Balanced ETF portfolios SGD Q3 2022 commentary
Asset classes | Stocks (developed and emerging equity), bonds, non-traditional |
Instruments | ETFs |
Investment style | Macro, diversified investment focus |
Quarterly return (net of fees) | |
Defensive | -3.18% |
Moderate | -2.40% |
Aggressive | -2.14% |
Market overview
Globally, equities generally posted negative returns in Q3 2022. Developed markets struggled, with the US, UK and Europe recording negative performances. US markets initially focused on the possibility of interest rates cut from the Fed in 2023, but such hopes were dashed at August’s Jackson Hole summit, driving negative sentiment. UK markets experienced turmoil driven by Liz Truss’s appointment as prime minister and the UK’s fiscal package in September. Europe experienced further sharp falls in Q3 amid the ongoing energy crisis, rising inflation and subsequent fears about the outlook for economic growth. Japan posted positive returns in July and August, but followed global equity markets lower in September to end the quarter in negative territory. Other Asian equities were also weaker in the third quarter, with China as the weakest index. Emerging market equities also posted negative returns.
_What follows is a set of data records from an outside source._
PR #6298, opened 2023-07-14
feat: Add contracts-periphery to contracts-ts

roninjin10:
- add contracts-periphery to the generated contracts-ts package

PR #6267, opened 2023-07-12
feat: Add gas estimation utilities

roninjin10:
- Add simple gas estimation tools such as the ability to estimate l1 gas with a minimal api
- This replaces l2Provider.ts version which was tightly coupled to ethers.js. This one you don't even realize you are using viem as the API is minimal
- Don't document this as it's a one off tool and the plan is to make normal tools "just work"
  - we should document it in a guide/tutorial instead after this lands

PR #6301, opened 2023-07-14
feat: Add address.json generation to contracts-bedrock

roninjin10:
- Add address.json generation to contracts-bedrock
- This localizes the source of truth for addresses to contracts-bedrock for easier maintainability
- @eth-optimism/contracts-ts will use these addresses as source of truth
- In future both op-bindings and docs can use it too


roninjin10:
* develop
  * **PR #6260** <a href="https://app.graphite.dev/github/pr/ethereum-optimism/optimism/6260" target="_blank">Graphite</a> 
    * **PR #6298** <a href="https://app.graphite.dev/github/pr/ethereum-optimism/optimism/6298" target="_blank">Graphite</a> 
    * **PR #6267** <a href="https://app.graphite.dev/github/pr/ethereum-optimism/optimism/6267" target="_blank">Graphite</a> 
      * **PR #6407** <a href="https://app.graphite.dev/github/pr/ethereum-optimism/optimism/6407" target="_blank">Graphite</a> 
        * **PR #6301** <a href="https://app.graphite.dev/github/pr/ethereum-optimism/optimism/6301" target="_blank">Graphite</a>  👈

This comment was auto-generated by [Graphite](https://app.graphite.dev/github/pr/ethereum-optimism/optimism/6301?utm_source=stack-comment).

packages/contracts-bedrock/scripts/generate-addresses.ts
```diff
@@ -0,0 +1,249 @@
...
+    for (const chainId of Object.keys(chains)) {
+      addresses[contractName] = {
+        ...addresses[contractName],
+        [Number.parseInt(chainId)]: address,
+      }
+    }
+  }
+
+  for (const artifact of artifacts) {
+    if (addresses[artifact.contractName]?.[artifact.chainId]) {
```
roninjin10:
```suggestion
    // the preference here is:
    // 1. Predeploy address
    // 2. contracts-bedrock
    // 3. contracts-periphery
    if (addresses[artifact.contractName]?.[artifact.chainId]) {
```

packages/contracts-bedrock/package.json
```diff
@@ -10,25 +10,27 @@
...
-    "build": "npx nx build:contracts",
+    "build": "nx build:contracts",
     "prebuild:contracts": "./scripts/verify-foundry-install.sh",
     "build:contracts": "pnpm build:forge",
     "build:forge": "forge build",
     "build:differential": "go build -o ./scripts/differential-testing/differential-testing ./scripts/differential-testing",
     "build:fuzz": "(cd test-case-generator && go build ./cmd/fuzz.go)",
-    "autogen:invariant-docs": "ts-node scripts/invariant-doc-gen.ts",
+    "generate:addresses": "tsx scripts/generate-addresses.ts",
+    "generate:addresses:check": "pnpm generate:addresses && git diff --exit-code ./addresses.json && git diff --exit-code ./addresses.json",
```
refcell: Looks like the git diff was duplicated here.
We should just be able to do
```suggestion
    "generate:addresses:check": "pnpm generate:addresses && git diff --exit-code ./addresses.json",
```

packages/contracts-bedrock/scripts/generate-addresses.ts
```diff
@@ -0,0 +1,249 @@
...
+const deploymentValidator = z.object({
+  address: AddressValidator,
+  abi: AbiValidator
+})
+type Deployment = z.infer<typeof deploymentValidator>
+type Address = z.infer<typeof AddressValidator>
+
+/**
+ * Predeployed contract addresses
+ * In future it would be nice to have a json file in contracts bedrock be generated as source of truth
```
refcell: Think we can remove these comments now :D

refcell (changes requested):

tynes:
We were trying to remove all JS deps from the contracts package

tynes (changes requested):
We don't need any new deps in this package to accomplish this functionality. Once we remove all JS deps from this package and use foundry style dep management, then we are free from needing to wait for JS deps to be installed + built when running the contracts tests in CI

.circleci/config.yml
```diff
@@ -383,10 +383,24 @@ jobs:
...
+            - pnpm-packages-v2-{{ checksum "pnpm.lock.yaml" }}
+      - check-changed:
+          patterns: sdk,contracts-bedrock,contracts
       - run:
-          name: Check addresses.json is up to date
-          command: pnpm nx build && pnpm generate:addresses:check
-          working_directory: packages/contracts-bedrock
+          name: Check generated addresses.ts file
+          command: pnpm nx run-many --target=generate:addresses:check
+
```
roninjin10, line 432: @tynes moved this to it's own build pipeline.  It blocks nothing and depends on nothing so it's what I would consider "free".

Also nx makes it so after we turn on the cache it doesn't even run unless the artifacts actually change

nx.json
```diff
@@ -59,6 +63,9 @@
     "generate": {
       "dependsOn": ["^build"]
     },
+    "generate:addresses:check": {
+      "dependson": ["deployments", "^deployments", "scripts"]
+    },
```
roninjin10, line 68: This config makes nx smart enough to know that the address generation script check only ever needs to run when the artifacts actually have changed. Otherwise cache test result

packages/contracts-bedrock/package.json
```diff
@@ -18,8 +18,8 @@
     "build:forge": "forge build",
     "build:differential": "go build -o ./scripts/differential-testing/differential-testing ./scripts/differential-testing",
     "build:fuzz": "(cd test-case-generator && go build ./cmd/fuzz.go)",
-    "generate:addresses": "tsx scripts/generate-addresses.ts",
-    "generate:addresses:check": "pnpm generate:addresses && git diff --exit-code ./addresses.json && git diff --exit-code ./addresses.json",
+    "generate:addresses": "pnpm --filter=@eth-optimism/contracts-ts generate:addresses $PWD/addresses.json",
+    "generate:addresses:check": "pnpm generate:addresses && git diff --exit-code ./addresses.json",
```
roninjin10, line 22: Since this script doesn't have a build step it can run without adding @eth-optimism/contracts-ts as a dep
If I added the script to .bin it would have even been able to reference it directly in path without needing to call with pnpm. I chose pnpm because it's explicit though

packages/contracts-ts/scripts/generate-addresses.ts
```diff
@@ -3,6 +3,9 @@ import fs from 'fs'
 import path from 'path'
 import { z } from 'zod'
 import { Abi as AbiValidator, Address as AddressValidator } from 'abitype/zod'
+import { fileURLToPath } from 'url'
+
+const __dirname = path.dirname(fileURLToPath(import.meta.url))
```
roninjin10, line 8: This is a es module package __dirname isn't defined in modern javascript

packages/contracts-ts/scripts/generate-addresses.ts
```diff
@@ -241,8 +246,8 @@ const generate = async () => {
   }
 
   await fs.promises.writeFile(
-    path.join(__dirname, '..', 'addresses.json'),
-    JSON.stringify(addresses, null, 2)
+    process.argv[2] || path.join(__dirname, '..', 'addresses.json'),
```
roninjin10, line 266: making the path we write to configurable so contracts-bedrock can call it

packages/contracts-bedrock/package.json
```diff
@@ -46,13 +48,14 @@
     "ethers": "^5.7.0"
   },
   "devDependencies": {
+    "@types/glob": "^8.1.0",
```
roninjin10, line 53:
```suggestion
```
And run pnpm i

roninjin10:
This pr is stacked last in the stack of prs since it was blocking higher priority changes

packages/contracts-bedrock/scripts/generate-addresses.ts
roninjin10: Good call lol

packages/contracts-ts/scripts/generate-addresses.ts
```diff
@@ -0,0 +1,254 @@
...
+})
+type Deployment = z.infer<typeof deploymentValidator>
+type Address = z.infer<typeof AddressValidator>
+
+/**
+ * Predeployed contract addresses
+ * In future it would be nice to have a json file in contracts bedrock be generated as source of truth
+ * Keep this in sync with op-bindings/predeploys/addresses.go in meantime
+ */
+const predeployContracts = {
```
roninjin10, line 26:
```suggestion
const predeployContracts = {
```
stale

packages/contracts-ts/wagmi.config.ts
```diff
@@ -326,8 +326,6 @@ const addressesByContractByNetworkPlugin: Plugin = {
     const addresses = Object.fromEntries(
       contracts.map((contract) => [contract.name, contract.address ?? {}])
     )
-    // write to json file so it's easy to audit in prs relative to the generated file diff
-    writeFileSync('./addresses.json', JSON.stringify(addresses, null, 2))
```
roninjin10, line 303: Not updating this script yet since the prs are in flux to reduce rebase effort

packages/contracts-ts/scripts/generate-addresses.ts
roninjin10: Later I will make this uses the addresses.json as source of truth

packages/contracts-bedrock/scripts/generate-addresses.ts
roninjin10: Left a different comment so closing this one

packages/contracts-ts/scripts/generate-addresses.ts
```diff
@@ -0,0 +1,254 @@
...
+  LegacyMessagePasser: {
+    address: '0x4200000000000000000000000000000000000000',
+    introduced: 'Legacy',
+    deprecated: true,
+    proxied: true,
+  },
+  DeployerWhitelist: {
+    address: '0x4200000000000000000000000000000000000002',
+    introduced: 'Legacy',
+    deprecated: true,
```
tynes, line 36: Why does this have multiple fields? `deprecated` isn't used, it looks like only the address is needed. The current source of truth of the predeploy addresses is in `core-utils` for typescript

packages/contracts-ts/scripts/generate-addresses.ts
```diff
@@ -0,0 +1,254 @@
...
+  throw new Error(
+    'No node_modules found. Please run `pnpm install` before running this script'
+  )
+}
+
+const nodeModules = path.join(__dirname, '..', 'node_modules')
+
+const bedrockDeployments = {
+  [1]: glob.sync(
+    path.join(nodeModules, '@eth-optimism', 'contracts-bedrock', 'deployments', chains[1], '*.json')
```
tynes: lots of duplicated code here, should be a function

packages/contracts-ts/scripts/generate-addresses.ts
```diff
@@ -0,0 +1,254 @@
...
+  [420]: [...bedrockDeployments[420], ...peripheryDeployments[420]],
+}
+
+const getArtifacts = async () => {
+  const artifactPromises: Promise<Deployment & { chainId: number, contractName: string }>[] = []
+  // same loop as 2 for loops 
+  for (const [chainId, deploymentFiles] of Object.entries(deployments)) {
+    for (const artifactPath of deploymentFiles) {
+      const contractName = artifactPath.split('/').reverse()[0]?.replace('.json', '')
+      const artifact = fs.promises.readFile(artifactPath, 'utf8').then((a) => deploymentValidator.parse(JSON.parse(a))).then((deployment) => ({
```
tynes: the deployment validator is overengineering imo, all you need is something like `if typeof artifact.address != 'string' || !ethAddressRegex.matches(artifact.address) { throw new Error() } `

Also the type of the entire deployment file isn't verified, there are a bunch more top level fields. This script really only needs to know that there are json files where a single key is `address` with an eth addy as the value. Validating unused things adds tech debt because now this script depends on the shape of the deployment file when it doesn't need to. There is a future world where our deployment artifacts look different

packages/contracts-ts/scripts/generate-addresses.ts
```diff
@@ -0,0 +1,254 @@
...
+const generate = async () => {
+  const artifacts = await getArtifacts()
+
+  const addresses: {
+    [contractName: string]: {
+      [chainId: number]: Address
+    }
+  } = {}
+
+  for (const [contractName, { address }] of Object.entries(predeployContracts)) {
```
tynes: can you add a logline here that logs the contract name?

packages/contracts-ts/scripts/generate-addresses.ts
tynes: why use `.then` instead of `await`?

packages/contracts-ts/scripts/generate-addresses.ts
tynes: Why is this going thru node modules instead of the local package?

packages/contracts-ts/scripts/generate-addresses.ts
```diff
@@ -0,0 +1,254 @@
...
+  [5]: glob.sync(
+    path.join(nodeModules, '@eth-optimism', 'contracts-bedrock', 'deployments', chains[5], '*.json')
+  ),
+  [420]: glob.sync(
+    path.join(nodeModules, '@eth-optimism', 'contracts-bedrock', 'deployments', chains[420], '*.json')
+  ),
+}
+
+// These are here instead of contracts-periphery because contracts-periphery is getting moved to contracts-bedrock eventually so they will be here after that happens
+const peripheryDeployments = {
```
tynes: perhaps we can get merge https://github.com/ethereum-optimism/optimism/pull/6206 before this so we can delete this temp code and never need to merge it

.circleci/config.yml
tynes: Restore cache wont make it depend on js dep install?

packages/contracts-bedrock/addresses.json
```diff
@@ -0,0 +1,253 @@
+{
+  "LegacyMessagePasser": {
```
tynes, line 2: Why does this file exist in 2 packages?

packages/contracts-bedrock/addresses.json
```diff
@@ -0,0 +1,253 @@
...
+    "1": "0x4200000000000000000000000000000000000000",
+    "5": "0x4200000000000000000000000000000000000000",
```
tynes, line 4: Should sort the keys alphabetically

.circleci/config.yml
roninjin10: Correct. Restore cache depends on pnpm_lock so the js dep install only ever happens when a new dep is added or removed.  This is true for all workflows. Linking pnpm is instant and it's perfectly well cached so in general pnpm is an unproblematic bottleneck in all pipelines

packages/contracts-bedrock/addresses.json
roninjin10: It exists in contracts-bedrock because that's where it belongs
It exists in contracts-ts so it's there for folks installing contracts-ts also have an easy to reference json file

packages/contracts-ts/scripts/generate-addresses.ts
roninjin10: Touching code outside of your own package in an unexplicit way in a package based monorepo is a bad practice. When you go through node modules you are guaranteeing you correctly declared your dependency instead of it being implicit

roninjin10: Is this blocking?  My standard for stuff like this in scripts is much lower than actual code in a larger system. Duplication in a script is usually easier to maintain than the alternative.

packages/contracts-ts/scripts/generate-addresses.ts
roninjin10: I don't think merging either pr first has any value.  If this merged first then #6206 we can then just do a tiny follow up pr to clean up.

packages/contracts-ts/scripts/generate-addresses.ts
roninjin10: `if typeof artifact.address != 'string' || !ethAddressRegex.matches(artifact.address) { throw new Error() }`
This is harder to maintain harder to read less idiomatic and just in general worse code and also not typesafe. This is a downgrade. Just use zod as a primitive is generally what folks like myself do these days because it's so simple and used everywhere.

`Also the type of the entire deployment file isn't verified`

This is on purpose we only want to validate the fields we actually use so that if the other fields change everything still just works.

`Validating unused things adds tech debt because now this script depends on the shape of the deployment file when it doesn't need to. There is a future world where our deployment artifacts look different`

I feel like this is what I just said. Missing piece of context is I am using the ABI in future prs

roninjin10: I don't have a personal preference either way

roninjin10: `This is on purpose we only want to validate the fields we actually use so that if the other fields change everything still just works.`

`Duck-typing` is the word I couldn't think of this is just duck typing. We need only the address and the abi nothing else is used

packages/contracts-ts/scripts/generate-addresses.ts
tynes: contracts periphery no longer exists so we should remove all refs to it in this script

packages/contracts-ts/scripts/generate-addresses.ts
tynes: I didn't realize you are using the abi in future PRs. I think we can agree that we have different opinions on javascript and thats fine. If you strongly prefer using zod i'm ok with it but I still think we should really only be using the standard library for these scripts. In my eyes thats an upgrade because no deps is very simple and portable, i also find it easier to read and much more explicit than zod which who knows what it does by its name and all the extra typescript syntax. It also allows the package to operate outside of the context of the monorepo fully, altho in this case this script isn't particularly useful when outside of the monorepo, but eventually something would be introduced that makes operations difficult outside of this repo if we are not careful

roninjin10:
This is a nice-to-have pr so will resurect it later when we actually use this to generate docs. Devrel team has plans to update docs next quarter at which time we can bring this back. 

Generally good to not merge code that is not used anyways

On the fixed income front, government bond yields rose, recording their highest levels in more than a decade. Sharper increases in gilt yields were driven by the events towards the end of September—the UK’s budgetary announcement accelerated the sell-off as investors questioned the UK’s fiscal stability. The Bank of England intervened by temporarily buying long-dated gilts, as it feared for financial stability. German yields also increased. Credit spreads widened across global markets, amid fears that tighter monetary policy may undermine further economic growth.
Portfolio performance
Returns net of fees | Defensive | Moderate | Aggressive |
July | 3.7% | 5.7% | 7.9% |
August | -2.7% | -2.5% | -2.7% |
September | -4.1% | -5.3% | -6.8% |
Since inception (Sep 2015) | 3.3% | 22.1% | 37.1% |
Overall, the performance was negative over the quarter, as both equities and bonds detracted. Equities from both developed and emerging markets had a negative performance. Within fixed income, investment grade corporate bonds detracted least, while sovereign bonds from developed nations detracted most strongly from overall performance. Commodities acted as a diversifier in an otherwise challenging market environment.